Oliver Burkeman 

Want to feel magic? Ditch Netflix, dump the phone – and get outside

Why advice written 20 years ago feels more necessary than ever in these mean-minded days
  
  

Illustration of woman looking at the sky by Thomas Pullin
Illustration: Thomas Pullin for the Guardian

‘Get out now” are the first three words of Outside Lies Magic, a book published almost 20 years ago by the Harvard academic John Stilgoe, but that feels more necessary than ever, in these mean-minded days of Trump and Brexit and trolling and shrivelling attention spans. It’s common enough advice: we’re always being told to exercise more and sit less, to go running to combat depression, to head to the hills for a mental-health boost. But such activities leave Stilgoe aghast. “Do not jog,” he writes. “Do not run. Forget about blood pressure.” Nor is he urging travel to wild, awe-inspiring locations. Outside Lies Magic is about the ordinary outdoors: the fire hydrants, telegraph poles, electrical substations and scratty verges outside your door right now. (I found it via Austin Kleon’s excellent email newsletter at austinkleon.com.) It’s about “probing and poking at ordinary space”. Stilgoe thinks we’ve forgotten how to notice – and need “formal education in just going for a walk”.
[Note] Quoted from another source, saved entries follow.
PR #8749, opened 2021-02-26
WIP Feature: Setting to loop the same year forever

2TallTyler:
## Motivation / Problem

The goal of this PR is to add an option to freeze technological progress in a chosen year, by failing to advance the year after December 31st. While this can be faked using the cheat menu or “Vehicles never expire,” both are tedious and the latter doesn’t affect the introduction of new houses, towns building newer roadtypes, and other NewGRFs which progress through time.

The ability to remain in a certain year (really a period of time, but commonly a year) is often requested by players who want to explore a certain period in history without the frustration or immersion-breaking of the aforementioned hacks. Transport Fever 2 includes a setting to repeat a certain year forever, to support this style of play. I see several new opportunities in offering this game mode:
- Early-year games such as the American Wild West can actually reach a late-game network size and bank account without cheating time and money — without this, by the time a large network can be built, the era is long past.
- Industry sets can be designed for this mode without regard to supporting realistic technological progression, and can offer industry chains which were phased out long ago. Imagine sending ships to hunt whales, delivering coal to gasworks for town gas production, and harvesting ice from frozen lakes to ship around the world. Currently, the NewGRF author can either choose to force these industries to close, frustrating the player, or keep them around forever, which feels silly.
- Players who want to build in one time period and not have to worry about vehicle and tech upgrades can do so, without having to start their game in the future or use the aforementioned hacks. Many transport simulator games, like Cities in Motion, Cities: Skylines, Mini Metro, and Airport CEO; train simulators like Trainz, Derail Valley, Train Sim World, and MSTS; and logistics games like Factorio, Satisfactory, and Rise of Industry do not have history progression and let the player focus on other things.

## Description

#7938 proposed a “groundhog year” but did not consider the many potential side effects of looping a gameplay year. This PR is my attempt to address these and either make the necessary changes or confirm that no change is required. Thanks to those who participated in #8384 (especially @andythenorth) to suggest potential issues.

This also adds a "game year" which functions like the repeating years in Transport Fever 2, displaying a counter of how many years have passed since the game started. This means graphs, the company finance window, etc., still provide useful information.

There is plenty yet to be done, but I figure it's good to start the conversation before I get too far down rabbitholes like changing how time is measured. 🙂 This change to `_game_year` is the area where I'm least confident in my work. Please see the "Help needed" section in Limitations.

For the sake of reviews, I’ve tried to organize my changes into logical commits. We can squash later before merging.

### Modified to work with looped years:
[...]

PR #10322, opened 2023-01-05
Feature: Change speed of calendar progress

### LINKED ISSUE #10205: [Bug]: MILLISECONDS_PER_TICK should be 27, not 30
### Version of OpenTTD

All of them

### Expected result

Running TTD(Patch) and OpenTTD side-by-side should result in the game time progressing at roughly the same rate.

TTD and TTDPatch both appear to run at approximately 27 ms per tick, which results in 37 ticks per second. This puts a game day of 74 ticks at exactly 2 seconds. A game year is 12m10s.

### Actual result

Running TTD(Patch) and OpenTTD side-by-side, the TTD(Patch) game runs faster. After one month, OpenTTD is behind by around 3 days, 2 months it is behind by approximately 6 days.

OpenTTD actually uses 30 ms per tick, resulting in 33.333 ticks per second. A game day of 74 ticks is 2.466 seconds. A game year is 15 minutes.

### Steps to reproduce

1. Start TTD.
2. Start OpenTTD.
3. Compare the dates (easier with TTDPatch).

🤷

2TallTyler:
## Motivation / Problem

In the [daylength](https://github.com/OpenTTD/OpenTTD/discussions/8397#discussioncomment-224382) discussion, @andythenorth gives motivations for players to configure how fast technology progresses in OpenTTD:

> Play 1960 trains forever!
> 
> For many players, the game seems to progress quickly. A new generation of vehicles appears, so we upgrade and tune our networks. Then just as we finish, boom! A new generation of vehicles appears.
> 
> On busy or large maps it can be hard to keep up.
> 
> Slower progression of vehicles would make a more relaxing games for some players.

Additional usecases might be:

* A GS freezes technology progress and advances it when the player completes transport goals ("research" in many games).
* Early-year games such as the American Wild West can actually reach a late-game network size and bank account without cheating time and money — without this, by the time a large network can be built, the era is long past.
* Industry sets can be designed for frozen progression without regard to supporting realistic technological progression, and can offer industry chains which were phased out long ago. Imagine sending ships to hunt whales, delivering coal to gasworks for town gas production, and harvesting ice from frozen lakes to ship around the world. Currently, the NewGRF author can either choose to force these industries to close, frustrating the player, or keep them around forever, which feels silly.

## Description

This implements @nielsmh's [approach described](https://github.com/OpenTTD/OpenTTD/pull/9789#issuecomment-1013852571) in my previous attempt to implement this (#9789).

Date/time handling is separated into two systems:
#### Calendar time for technology and world appearance
- [x] Vehicle introduction and obsolescence
- [x] Available airports, stations, objects, etc.
- [x] NewGRF variables which can be used to determine visual styles or behavior based on the time of year
- [x] Snow line movement

#### Economy time
- [x] Industry and house production/consumption, etc.
- [x] Town growth
- [x] Industry production changes, closure, and spawning
- [x] NewGRF variables for things like FIRS production boosts
- [x] AI/GS API additions for things like town growth scripts
- [x] Running and maintenance costs, loan interest, etc.
- [x] Vehicle and group profit statistics
- [x] Finance graphs
- [x] Cargo payment rates graph
- [x] Local authority reputation, station ratings, etc.
- [x] Vehicle service interval and time since last service
- [x] Linkgraph tooltips and update interval setting
- [x] Autosave frequency and other settings
- [ ] Network game duration in server list (replacing "Years") - @TrueBrain will help with this before merging.

Calendar time is kept in a common Gregorian calendar, with 365 days in a year, leap years, variable length months, and so on.

Economy time is kept in (approximate) real time. There are logical days with a duration of 1.998 seconds, logical months with a duration of 1 minute, and logical years with a duration of slightly more than 12 minutes.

In one obvious sense, you’ll miss the magic of outside if you spend all weekend watching Netflix or glued to your phone, reinforcing the sad notion that excitement is always somewhere you’re not. But, in a less obvious sense, many outdoor pursuits miss that magic, too. Training for a marathon, cycling to work or counting your steps with a fitness tracker, you’re using the environment for your own ends, noticing only what’s needed to fulfil your predetermined goal. In his courses on “the art of exploration”, Stilgoe appals hard-charging Ivy Leaguers by refusing to distribute a schedule: “Confronted by a professor who explains that schedules produce a desire, sometimes an obsession, to ‘get through the material’, they grow uneasy. They like to get through the material.”

Instead, he wants them to let the material get to them. Look closely, and peel back layers of a city’s history by inspecting the worn paint on shop fronts, the footprints of former railway lines. There’s a whole chapter on the meaning of fences. “The built environment is… a document in which one layer of writing has been scraped off and another one applied”, but where you can make out the older traces.

Stilgoe rails against our “programmed electronic age”, but his real message isn’t anti-tech. I’m not sure it’s even mainly about the outdoors. It’s about the frame of mind in which we look, and being willing to let attention be led by our surroundings. There’s a subversive power in this, he notes, because it disrupts the self-interested narratives with which others – politicians, corporations – want us to interpret the world. Just pay attention, he writes: “To everything that abuts the rural road, the city, the street, the suburban boulevard. Walk. Stroll. Saunter.” (Today, this would probably be called “being mindful”; Stilgoe mercifully avoids that phrase.) Soon, you’ll start to feel restless, and wonder what the point of it is. But the sauntering is the point. Not succumbing to the message that everything has to have a point is the point.